Measures of genetic variation near protein-coding genes and partial selective sweeps.

Shown (from top to bottom) are nucleotide diversity (), time to most recent common ancestry (TMRCA), and relative TMRCA halflife (RTH) for the 13 individuals (26 haploid genomes) of European descent (CEU and TSI populations) in the Complete Genomics data set (similar plots for African population are shown in Supplementary Figure S11). Nucleotide diversity was computed as the average rate of nucleotide differences per site across all pairs of chromosomes, whereas sitewise values of the TMRCA and RTH were computed by averaging over local trees sampled by ARGweaver. (A) Estimates for 17,845 protein-coding genes from the Consensus Coding Sequence (CCDS) track in the UCSC Genome Browser (hg19). Estimates for noncoding regions were computed by averaging in a sliding window of size 300 bp then averaging across genes. Estimates for coding exons were computed by first averaging over fourfold degenerate (4d) sites of each exonic type (first, middle, last), then averaging across genes (see Methods).
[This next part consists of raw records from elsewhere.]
PR #1095, opened 2022-08-03
Use map instead of array of pair http plugin

### LINKED ISSUE #863: use map instead of array of pair for urlParams in http plugin

pileks:
Resolves #863

Additional work:

`packages/wasm/as/assembly/msgpack/Write.ts`
- Changed signature of abstract method `writeOptionalExtGenericMap` to allow for `null` maps, putting it in line with its implementations in `WriteEncoder` and `WriteSizer`

`packages/js/plugins/http/src/__tests__/e2e/integration/polywrap.yaml`
- Added `import_redirects` for HTTP plugin - codegen needs this to import the latest HTTP plugin schema.

Formatted test files in line with `.prettierrc`

### DIFF
--- a/packages/js/plugins/http/src/__tests__/unit/index.test.ts
+++ b/packages/js/plugins/http/src/__tests__/unit/index.test.ts
@@ -34,10 +34,10 @@ describe("test http plugin", () => {
         {
           url: "/api/test",
           request: {
-            headers: [
-              { key: "Accept", value: "application/json" },
-              { key: "X-Test-Header", value: "test-header-value" },
-            ],
+            headers: new Map([
+              ["Accept", "application/json"],
+              ["X-Test-Header", "test-header-value"],
+            ]),
             urlParams: new Map([["q", "test-param"]]),
             responseType: ResponseTypeEnum.TEXT,
           },
@@ -56,9 +56,9 @@ describe("test http plugin", () => {
 
       expect(response?.status).toBe(200);
       expect(response?.statusText).toBe("Ok");
-      expect(response?.headers).toStrictEqual([
-        { key: "Content-Type", value: "application/json; charset=utf-8" },
-      ]);
+      expect(response?.headers).toStrictEqual(
+        new Map([["Content-Type", "application/json; charset=utf-8"]])
+      );
       expect(response?.body).toBe("{result: 1001}");
     });
 
@@ -77,10 +77,10 @@ describe("test http plugin", () => {
         {
           url: "/api/test",
           request: {
-            headers: [
-              { key: "Accept", value: "application/json" },
-              { key: "X-Test-Header", value: "test-header-value" },
-            ],
+            headers: new Map([
+              ["Accept", "application/json"],
+              ["X-Test-Header", "test-header-value"],
+            ]),
             urlParams: new Map([["q", "test-param"]]),
             responseType: "BINARY",
           },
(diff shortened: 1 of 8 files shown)


packages/js/plugins/http/src/schema.graphql
```diff
@@ -17,7 +17,7 @@ type Response {
 
 type Request {
   headers: [Header!]
-  urlParams: [UrlParam!]
+  urlParams: Map @annotate(type: "Map<String!, String!>")
```
dOrgJelli, line 10: We can remove the `type UrlParam` above, no?

packages/wasm/as/assembly/msgpack/Write.ts
```diff
@@ -63,7 +63,7 @@ export abstract class Write {
     value_fn: (writer: Write, value: V) => void
   ): void;
   abstract writeOptionalExtGenericMap<K, V>(
-    m: Map<K, V>,
+    m: Map<K, V> | null,
```
dOrgJelli, line 66: Nice catch, thank you :)

packages/js/plugins/http/src/__tests__/unit/index.test.ts
```diff
@@ -158,18 +169,21 @@ describe("test http plugin", () => {
...
-          body: "{request: 1001}",
-          responseType: "BINARY",
-        }
-      }, {} as Client);
+      const response = await plugin.post(
+        {
+          url: "/api/test",
+          request: {
+            headers: [
+              { key: "Accept", value: "application/json" },
```
dOrgJelli: Why not make the headers a `Map` as well?

dOrgJelli (changes requested):

packages/js/plugins/http/src/schema.graphql
```diff
@@ -17,7 +17,7 @@ type Response {
 
 type Request {
   headers: [Header!]
-  urlParams: [UrlParam!]
```
Niraj-Kamdar, line 20: I think We can also do the same for header and replace it with Map

Niraj-Kamdar (changes requested):
I realised after reviewing this that we can also replace header with Map

packages/js/plugins/http/src/schema.graphql
pileks: Yup, forgot about it.

packages/js/plugins/http/src/schema.graphql
pileks: Yup, gonna do that.

packages/js/plugins/http/src/__tests__/unit/index.test.ts
pileks: Yup!

pileks:
@dOrgJelli @Niraj-Kamdar After changing the headers to maps, I've decided that I might as well refactor all instances of `query` in the tests to `invoke` as well. Just an FYI.

Niraj-Kamdar (approved):

cbrzn (approved):
LGTM :green_apple:

cbrzn:
I think this is ready to merge but since you requested changes you need to approve ser @dOrgJelli

pileks:
All requested changes should be addressed now, so yes, we can go forward with merging 😄

Niraj-Kamdar (approved):

dOrgJelli (approved):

Only 4d sites were considered to focus on the influence of selection from linked sites rather than direct selection. Nevertheless, the decreased values for the exons suggest some influence from direct selection. The differences between exons and flanking sites may also be influenced by windowing in the noncoding regions. “First exon” is taken to begin at the annotated start codon and “last exon” to end at the stop codon, so that both exclude untranslated regions. The TMRCA is measured in thousands of generations. RTH is ratio of the time required for the first 50% of lineages to find a most recent common ancestor to the full TMRCA (see Supplementary Figure S10). Error bars (dashed lines for noncoding regions) indicate 95% confidence intervals as estimated by bootstrapping over regions. (B) Similar plots for 255 100-kb regions predicted to have undergone partial selective sweeps in the CEU population based on the iHS statistic [72]. In this case, all measures are computed in a sliding window of 10,000 bases. Notice that both protein-coding genes and putative selective sweeps display substantial reductions in nucleotide diversity, but the genes show a much more prominent reduction in TMRCA, whereas the sweeps show a much more prominent reduction in RTH. These signatures are consistent with a dominant influence from background selection rather than hitchhiking in protein-coding genes (see text).